Wen Qing did not know how to answer this, but was saved from doing so as the old woman’s hand fell gently off her face. Granny Wen had fallen into a much-needed sleep. Wen Qing couldn’t bring herself to move the woman off of her lap, and also knew it would be far more difficult to sneak out past the guards than to sneak in. So she stayed.
In the morning, the addition of just one more Wen dog went unnoticed by the soldiers, who never looked too hard at them anyway. Wen Qing stayed by Granny Wen’s side, supporting her whenever she stumbled and taking the hits whenever a soldier felt they were moving too slowly for his liking.
She understood that her rash decision might hurt Wen Ning - that as one of the prisoners, she didn’t have nearly the freedom of movement she might need or the access to the supplies she might want in her efforts to rescue him. As a woman of logic, of course she knew all of this. But still. She couldn’t help but feel a childish ray of hope when she noticed a rainbow arching over the path before them, one that told her that despite it all, she was still going in the right direction, that she would see her brother again.
--
Wen Qing was broken. Her arms, her core, her body felt numb, but she could still feel the memory of her brother’s limp form on her arms. She felt, even as she marched steadily onwards, the faint, slow beat of the blood still rushing through his veins even though the parts of him that made him A-Ning seemed to be gone.
She didn’t think this rain would ever stop. She didn’t want it to. For the world to move on past this would mean that it had all meant nothing, wouldn’t it? It would mean that she had failed. She had tried to protect her brother only for him to have been filled to the brim with resentful energy - the very opposite of who her brother was.
Caught up in her thoughts, and focused on the dark form of her brother, she almost missed it. But as they passed through Yiling towards a worryingly familiar mass of dark energy and dead trees, the rain stopped. Her gaze swept across the skies, more out of habit than anything else. There, unbelievably, as part of the last blue sky she thought she might ever see, was the familiar sight of a rainbow.
--
She and her brother had made their promise, were sure that this was the next right step, but Wen Qing still had her doubts over whether it meant anything beyond its righteousness. She knew that self-sacrifice was never a guarantee of security for her people. It never had been, it never would be. And this time. She bit her lip, staring at her feet as she focused on putting one foot in front of the other, she was not just bargaining with her and, more importantly, her brother’s life, but instead, forfeiting them. There would be no rescue effort, no warning the right person at the right time of the danger posed to her people, no swooping in at the last moment with a lifesaving melody or treatment. This was it.
“Jiejie?” the soft voice came from her right, from the one she would do anything for, the one she had done everything for. She hummed in acknowledgment, for the first time not being able to pretend, even for him, that she was alright.

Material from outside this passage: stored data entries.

PR #27426, opened 2025-11-24
Extend simd support detection logic for ARM

SongChujun:
This PR extends simd support for ARM based machines. 

Experiments show that on machines that supports ```sve```, the performance of vectorized code path is faster, compared to scalar path: https://jmh.morethan.io/?gists=a74f2b009fba51d2566a8283d8c941a0,0af9694b0e3cbdb8337bcd9580ff4c6d, experiments are performed on c7g.4xlarge, with with ```sve``` support.

We also conducted experiment on machines that only supports ```neon```, however, we observed regression, so we choose to gate the SIMD support on ```sve``` support: https://jmh.morethan.io/?gists=9ae472bec432b3b5a2887132756b160e,44e603976ebfa8b8a0c28727babe558c experiments are performed on c6g.4xlarge, with with ```neon``` support only.

This is a follow up of https://github.com/trinodb/trino/pull/26919

## Release notes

“Jiejie, look,” the voice insisted.
She looked up.
She blinked in disbelief at the bright sky. Maybe, she dared to hope, maybe, he would be ok.
Curved over the mountain housing Carp Tower was a rainbow. It was incomplete, to be sure, a right half missing a left, but it was there.
She felt a swell of hope, of grief. She knew that this would be her last rainbow, and by all accounts, should be Wen Ning’s as well. But as she looked at the sign, the one symbol which, beyond all reason and logic, had always been right about when there was hope, she finally felt able to turn to look at her brother. Despite all evidence to the contrary, despite the doomed mission they were on, she felt sure that for Wen Ning, there would be more rainbows to come.